India’s skewed sex ratio at birth continues to be a challenge. Despite decades of laws and programmes, the preference for sons still continues to threaten the survival of daughters. States like Haryana show signs of improvement, while others, such as Karnataka, have experienced worrying declines.

In 2020, Pune’s municipal data recorded 946 girls per 1,000 boys at birth. By 2024, this number had fallen to 911. For a city known for its educational institutions and urban progress, this is a stark warning of gender bias embedded in the culture. Activists believe the decline reflects systemic failure in enforcing the Pre-Conception and Pre-Natal Diagnostic Techniques (PCPNDT) Act, 1994, which was passed to prevent female foeticide and improve the declining child sex ratio in India.
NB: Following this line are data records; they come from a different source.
PR #576, opened 2026-04-27
[#572] Auto-restart unregistered agents on AC recovery

### LINKED ISSUE #572: [bug] No retry/recovery for AC process itself — only agents retry connecting to AC
## Problem

If AgentChattr crashes at runtime (after a successful start), there's no automatic recovery path for agents that lose chat integration. The existing health monitor (`acHealthCheck` at `server/index.js:2099`) can detect AC is down and restart it, but agents that were spawned without AC registration (via #565 graceful degradation) are never automatically restarted to gain chat integration.

## Context

With #573 (separate install from launch), the wizard no longer spawns AC — only the server does. This simplifies the problem to runtime recovery only:

1. Server starts AC → AC is healthy → agents register successfully ✅
2. AC crashes mid-session → health monitor restarts AC → **but agents still lack chat integration** ❌
3. AC is slow to start on `quadwork start` → agents spawn without chat → #565 deferred restart waits 60s → **if AC takes longer, agents stay without chat** ❌

## Fix

1. **When AC recovers after a crash**, trigger restarts for any agents that are running without AC registration (check `session.acRegistrationName === null && session.acServerPort`)
2. **Connect to the #565 deferred restart logic** — if the deferred restart times out (60s), register a callback with the health monitor so when AC eventually comes up, the agent is restarted
3. **Health monitor should log AC recovery** so the operator can see it happened

## Acceptance Criteria

- [ ] If AC crashes and is restarted by health monitor, agents without chat integration are automatically restarted
- [ ] If #565 deferred restart times out, agent is still recovered when AC comes up later
- [ ] AC recovery is logged: `[health] AC recovered on port {port} — restarting {n} agents for chat integration`
- [ ] No manual intervention needed to recover from AC crashes

realproject7:
## Summary
- When health monitor detects AC recovered from a crash, scans `agentSessions` for agents running without AC registration (`acRegistrationName === null`) and stop+respawns them
- Connects to #565 deferred restart: if the 60s timeout expires, the health monitor picks up recovery when AC eventually comes up
- Adds timeout log message to #565 deferred restart so operators know the handoff happened

## Changes
- `server/index.js`: Added `restartUnregisteredAgents(projectId)` function — scans sessions, filters unregistered agents, stop+respawns each
- `server/index.js`: Health monitor recovery branch (alive + consecutiveFailures > 0) calls `restartUnregisteredAgents`
- `server/index.js`: #565 deferred restart logs when 60s timeout expires

## Test plan
- [ ] Start agents before AC is ready → agents spawn without chat → AC starts → health monitor triggers agent restart → agents gain chat integration
- [ ] AC crashes mid-session → health monitor restarts AC → unregistered agents are respawned
- [ ] #565 deferred restart timeout → log message appears → AC comes up later → health monitor restarts agents
- [ ] Agents already registered (acRegistrationName set) are NOT restarted on recovery
- [ ] Manually stopped agents are NOT restarted on recovery

Fixes #572

### DIFF
--- a/server/index.js
+++ b/server/index.js
@@ -641,7 +641,12 @@ async function spawnAgentPty(project, agent) {
     if (!session.acRegistrationName && session.acServerPort && session.acInjectMode) {
       const deferredRestart = async () => {
         const ready = await waitForAgentChattrReady(session.acServerPort, 60000);
-        if (!ready) return;
+        if (!ready) {
+          // #572: log timeout so operators know the health monitor will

Even as authorities verify ‘Form F’ submissions (required for ultrasounds to prevent misuse of diagnostics) and raid unregistered sonography centres, many pregnant women—either fearful or complicit—often refuse to cooperate, rendering sting operations and prosecutions ineffective.

Enforcement Gaps and the Last Mile Problem in India’s Skewed Sex Ratio

The PCPNDT Act (amended in 2003) is meant to regulate the use of diagnostic techniques for prenatal testing and outlaw sex determination. Yet in practice, local bodies like Pune Municipal Corporation complain that they lack adequate manpower, technical capacity, and incentives to bring about aggressive compliance.

Furthermore, doctors and diagnostic centres argue that prosecutions often collapse on technicalities: forms not filled correctly, inadequate documentation, or lack of explicit confession. Pune, though, is definitely not an outlier.

Media reports and studies of centres continuing clandestine sex determination with impunity are common.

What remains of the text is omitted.